Professional ratings
Review scores
| Source | Rating |
| Allmusic | Star |

==Production and marketing==
The making of the record was a collaborative process. The members of Warrant got together for one week in November 1995 and one week in January 1996 and wrote songs together. The recording process lasted a further two weeks, and the record was mixed in seven days.

==Songs==
The record was described by guitarist Rick Steier as a "concept album" that follows a rags-to-riches-to-rags storyline concerning fame, fortune and the examination of one's value system once the spotlight fades, Musically, The album bore no resemblance to the glam metal of the band's past, and also continued the alternative direction of Ultraphobic.
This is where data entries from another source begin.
Issue #189, opened 2017-10-20
Addition of a build system generator


elfring:
I suggest to reuse a higher level build system than [your current make script](https://github.com/namhyung/uftrace/blob/574f97660f8ea9eec39fcd91d74ea87a6fa9524c/Makefile#L1 "Update candidate") so that powerful checks for software features will become easier.
- [CMake](https://cmake.org/ "Building software with CMake")
- [Autotools](https://www.gnu.org/software/autoconf/autoconf.html#introduction "Building software with Autoconf")

namhyung:
Thanks for the suggestion.  But I'm not familiar with those tools so I worry about the cost of rewriting and maintenance.

elfring:
- Does [a tool like “autoscan”](https://www.gnu.org/savannah-checkouts/gnu/autoconf/manual/autoconf-2.69/html_node/autoscan-Invocation.html "Using autoscan to create configure.ac") show any software dependencies that you find worth for further considerations?
- How do you think about to support more development environments by [the reuse of build system generators](https://cmake.org/cmake/help/v3.10/manual/cmake-generators.7.html#cmake-generators "Listing of CMake generators")?

namhyung:
Yes, those are great features and I definitely need them in the long run.  But maintenace is also important and I don't have much time to study them for now.  Are you willing to volunteer? ;-)

gpollo:
Hi, I've been working with uftrace as part of my research. My code was using `meson` as the build system. Since the current build system is basically raw makefile, I though I'd give a try about converting uftrace to `meson`. The [meson](https://mesonbuild.com/) build system is relatively new, but multiple projects are or has switchted to it like [systemd](https://github.com/systemd/systemd), [pulseaudio](https://github.com/pulseaudio/pulseaudio), [radare2](https://github.com/radareorg/radare2) and [much more](https://mesonbuild.com/Users.html). Having previously worked with `cmake` extensively before, I was very pleased with `meson` clear syntax and how simple it is to use.

Anyway, I have an attempt [here on this branch](https://github.com/gpollo/uftrace/commit/2398086b794c1a6dae967e4f8cf96108ee954f9d). It doesn't support all of the original build options as of yet, but it shouldn't be hard. If there is interest, I wouldn't mind working on it more and sending a PR.

honggyukim:
Hi @gpollo, Thanks very much for bringing this issue again.

[...]

PR #1214, opened 2020-10-25
WIP: add initial support for meson build system

gpollo:
Ref: #189

In theory, all options from the old build system are supported, even cross-compilation as the is built-in `meson`.

An example build commands could be:
```
$ cd uftrace/ && mkdir build && cd build
$ meson ..
$ ninja
```

You can list build options and configure them:
```
$ cd uftrace/ && mkdir build && cd build
$ meson ..
$ meson configure
$ meson reconfigure -Dwithout-libpython=enabled -Dwithout-schedule=enabled
```

You can run tests:
```
$ cd uftrace/ && mkdir build && cd build
$ meson ..
$ ninja
$ ninja check-unit      # executes unit tests
$ ninja check-uftrace # executes runtest.py
```

For cross-compilation, you can read ([`meson`](https://mesonbuild.com/Cross-compilation.html) documentation. It involves creating a file with cross-compilation options. For example, this file can cross-compile ARM for the Raspberry-Pi 4.
```
[binaries]
c = ['/data/toolchain/arm-unknown-linux-gnueabihf/bin/gcc', '--sysroot', '/data/sysroot/rpi4-arm']
strip = ['/data/toolchain/arm-unknown-linux-gnueabihf/bin/strip']

[properties]
sys_root = '/data/sysroot/rpi4-arm'

[host_machine]
system = 'linux'
cpu_family = 'arm'
cpu = 'armv8'
endian = 'little'
```
If the cross-build libraries are in `sys_root`, the build will find them. The application can be configured and build:
```
$ cd uftrace/ && mkdir build && cd build
$ meson .. --cross ../meson_arm.txt \
          -Dwithout-libstdcxx=enabled \
          -Dwithout-perf=enabled \
          -Dwithout-schedule=enabled \
          -Dwithout-tests=enabled \
          -Dwithout-libpython=enabled
$ ninja
```

Finally, it should be possible to install:
```
$ cd uftrace/ && mkdir build && cd build
$ meson .. --prefix=/usr/local
$ ninja # can be skipped
$ meson install
```

I marked the PR as WIP as I believe more testing could be done on it. It is possible that I forgot some compiler flags for certain targets and cross-compiling supports could be improved/tested more.


namhyung:
Thanks a lot for doing this!

But the first impression is that it looks complicated.  Maybe we can have a wrapper Makefile calling meson + ninja internally for the basic usecases?

honggyukim:
@gpollo Thanks for doing this work! I've tried to build it with meson, but see the following build error.
```
$ mkdir build && cd build
$ meson ..
$ ninja
[54/227] Linking target libmcount.so
FAILED: libmcount.so
cc  -o libmcount.so libmcount.so.p/libmcount_dynamic.c.o libmcount.so.p/libmcount_event.c.o libmcount.so.p/libmcount_mcount.c.o libmcount.so.p/libmcount_misc.c.o libmcount.so.p/libmcount_plthook.c.o libmcount.so.p/libmcount_pmu.c.o libmcount.so.p/libmcount_record.c.o libmcount.so.p/libmcount_wrap.c.o libmcount.so.p/utils_argspec.c.o libmcount.so.p/utils_auto-args.c.o libmcount.so.p/utils_debug.c.o libmcount.so.p/utils_demangle.c.o libmcount.so.p/utils_dwarf.c.o libmcount.so.p/utils_filter.c.o libmcount.so.p/utils_hashmap.c.o libmcount.so.p/utils_rbtree.c.o libmcount.so.p/utils_regs.c.o libmcount.so.p/utils_script-luajit.c.o libmcount.so.p/utils_script-python.c.o libmcount.so.p/utils_script.c.o libmcount.so.p/utils_symbol-libelf.c.o libmcount.so.p/utils_symbol-rawelf.c.o libmcount.so.p/utils_symbol.c.o libmcount.so.p/utils_utils.c.o -Wl,--as-needed -Wl,--no-undefined -shared -fPIC -Wl,--start-group -Wl,-soname,libmcount.so -lstdc++ /usr/lib/x86_64-linux-gnu/libcapstone.so -ldl -ldw -lelf /usr/lib/x86_64-linux-gnu/libluajit-5.1.so -lpthread -lrt -Wl,--whole-archive libmcount-arch.a -Wl,--end-group -Wl,--no-whole-archive
/usr/bin/ld: libmcount-arch.a(arch_x86_64_dynamic.S.o): relocation R_X86_64_PC32 against symbol `mcount_entry' can not be used when making a shared object; recompile with -fPIC
/usr/bin/ld: final link failed: Bad value
collect2: error: ld returned 1 exit status
[59/227] Compiling C object libmcount-fast.so.p/utils_demangle.c.o
ninja: build stopped: subcommand failed.
```
It seems that the related part is as follows.
```meson
libmcount_arch = static_library(
    'mcount-arch', [libmcount_arch_sources, libmcount_arch_asm_sources, version_h],
    include_directories: [libmcount_arch_include],
    c_args: [common_cflags],
    pic: true,
)

libmcount_arch_dep = declare_dependency(
    include_directories: [libmcount_arch_include],
    # we link whole archive to overwrite weak symbols
    link_args: ['-Wl,--whole-archive', 'libmcount-arch.a' , '-Wl,--no-whole-archive']
)
```
It seems that it already builds `libmcount-arch.a` with pic enabled, but doesn't work as expected.

gpollo:
@namhyung That's a good idea, I'll try to add some basic target in the current Makefile.

@honggyukim Building the arch stuff in a separate lib should not longer be needed. I think I did it this way initially because `meson` do not supports [per-object compilation flags](https://github.com/mesonbuild/meson/issues/3345). I though that these files needed specific flags. I'll do some test and probably move them directly in the `shared_library` where they are needed.

namhyung:
Also you can change misc/install-deps.sh to have meson and ninja.

gpollo:
Rebased the branch and remove the intermediate `libmcount_entry` static library.

@honggyukim Turns out your build error was caused by `-fvisibility=hidden` not used. I believe that Arch Linux has this option activated by default. When I tested on a Ubuntu 18.04 container, I had the same error as you. I compared the old build system commands with the new one and I found this missing option. I should work now.

honggyukim:
@gpollo Thanks for the update. I've tested it again and see that the build is fine this time. But I see the default build generates `unittests` binary unnecessarily.

And please properly rebase the patch on top of the current master. It seems that your last patch is on top of a wrong commit hash.

gpollo:
* Rebased on `master`.
* Optionally build `dbginfo` and `demangler` binary with `-Dbuild-dbginfo=enabled` and `-Dbuild-demangler=enabled`
* Don't build tests by default. If `ninja check-unit` or `ninja check-uftrace` is ran, a message is written to tell to reconfigure the build with `-Dwith-tests=enabled`.

honggyukim:
Thanks a lot for the update! It looks good now, but I have a few more requests.
1. I think `with-tests`, `build-dbginfo`, and `build-demangler` don't have to be in `meson_options.txt`. Rather than that, they can be `ninja` target using `run_target`. They can be compiled like `ninja unittests`, `ninja dbginfo` and `ninja demangler`.
2. We also need to handle runtime variables just like we did `make ASAN=1`, `make COVERAGE=1`. They are build options that enable address sanitizer and gcov for code coverage.

honggyukim:
In other words, I think `meson` command should be the replacement of `configure` script and `ninja` should be for the current `make` command. So `ninja` is better to accept most of the usage that we provide with `make`.

gpollo:
Alright, did some modifications again, hopefully, I didn't broke anything, I'll be testing more the upcoming weeks. Mainly, 

* You are right, I remove `with-tests`, `build-dbginfo` and `build-demangler`. They are optional when you run `ninja dbginfo` or `ninja demangler`.
* Unit tests can be executed with `ninja tests` and uftrace tests can be executed with `ninja uftrace-tests`. Should they both be executed at the same time?
* I also renamed all options like `-Dwithout-capstone=` (default: disabled) to `-Dwith-capstone=` (default: auto). Doesn't change much except it makes more sense.
* For `make DEBUG=1`, `make ASAN=1` or `make COVERAGE=1`, I don't think we can have the equivalent with `ninja`. I put those at configuration time (e.g. `meson -Ddebug=true -Dasan=true -Dcoverage=false`, etc.).

honggyukim:
Thanks for the update. I see `version.h` missing error.
```
$ mkdir build && cd build
$ meson ..
      ...
$ ninja
[1/188] Generating gen_version_h with a custom command.
FAILED: version.h
/usr/bin/sh -c '/home/honggyu/work/uftrace/misc/version.sh version.h $(git describe --tags 2> /dev/null || echo v0.9.4) . > /dev/null'
[8/188] Compiling C object 'traceevent@sta/libtraceevent_event-parse.c.o'.
ninja: build stopped: subcommand failed.
```
I will have a look at the details and your comment when I have more time. Thanks.

gpollo:
I fixed it, commit 31d89ea added a new argument to `version.sh` and the generation failed. When I rebased against `master`. It kept the old one and my build wouldn't failed. Should be good now.

honggyukim:
Thanks for the update. It's getting closer to the complete set.

> You are right, I remove with-tests, build-dbginfo and build-demangler. They are optional when you run ninja dbginfo or ninja demangler.

There is `symbols` binary in `misc` so could you add `ninja symbols` as well? And I think we better build those binaries by default because `make` does it.

> Unit tests can be executed with ninja tests and uftrace tests can be executed with ninja uftrace-tests. Should they both be executed at the same time?

To make the behavior same as `make`, it'd be better to make `ninja unittest` does same thing with `make unittest`, `ninja runtest` runs same as `make runtest` and `ninja test` to run both unittest and runtest.

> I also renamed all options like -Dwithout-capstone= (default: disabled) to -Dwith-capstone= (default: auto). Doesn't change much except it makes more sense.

The first single "A.Y.M." (Angry Young Man) was recorded in one take. During a flight to Japan for shows at a United States Naval Base, guitarist Rick Steier suggested to Lane that he put a twist in the lyrics for the then incomplete song. When the band got back into the studio, Lane re-wrote the lyrics as a "tongue-in-cheek satirical look at the alternative thing". The single features a live music video.

The second single "Feels Good" was about the band "starting from scratch". Vocalist Jani Lane explained that the song dealt with being free from major label pressure to "follow up this big hit or that hit". The band was given complete control to do whatever seemed appropriate to the members, without having to try to please others.

"Letter to a Friend" was an idea Lane had about how relationships should end; the parties agree that they don't gel, but that they can go their separate ways without animosity. Lane admits that this was "wishful thinking", since all of his failed relationships have ended on bad terms.

"All 4 U" features a duet with the girlfriend of the part owner of the studio in which the record was produced. Lane thought her vocals sounded "a little like Stevie Nicks" and asked her to perform on the album.

"Indian Giver" was released as the third single of the album and was written by Jani Lane after making up with his second wife, Rowanne Brewer following a brief argument.

==Track listing==

| No. | Title | Length |
|---|---|---|
| 1. | "In the End (There's Nothing)" | 3:11 |
| 2. | "Feels Good" | 2:50 |
| 3. | "Letter to a Friend" | 4:33 |
| 4. | "A.Y.M. (Angry Young Man)" | 2:49 |
| 5. | "Indian Giver" | 4:54 |
| 6. | "Falling Down" | 3:56 |
| 7. | "Interlude # 1" | 0:11 |
| 8. | "Solid" | 3:13 |
| 9. | "All 4 U" | 3:39 |
| 10. | "Coffee House" | 4:37 |
| 11. | "Interlude # 2" | 0:17 |
| 12. | "Vertigo" | 2:35 |
| 13. | "Room With a View" | 2:59 |
| 14. | "Nobody Else" | 4:13 |
| Total length: |  | 43:57 |

==Credits==
- Jani Lane - Lead Vocals
- Erik Turner - Rhythm Guitar
- Jerry Dixon - Bass Guitar
- Rick Steier - Lead Guitar
- Bobby Borg - Drums

- Additional personnel
- Danny Wagner - Keyboards, backing vocals
- Periel Marr - additional vocals on “All 4 U”

==Singles==
- "A.Y.M."
- "Feels Good"
- "Indian Giver"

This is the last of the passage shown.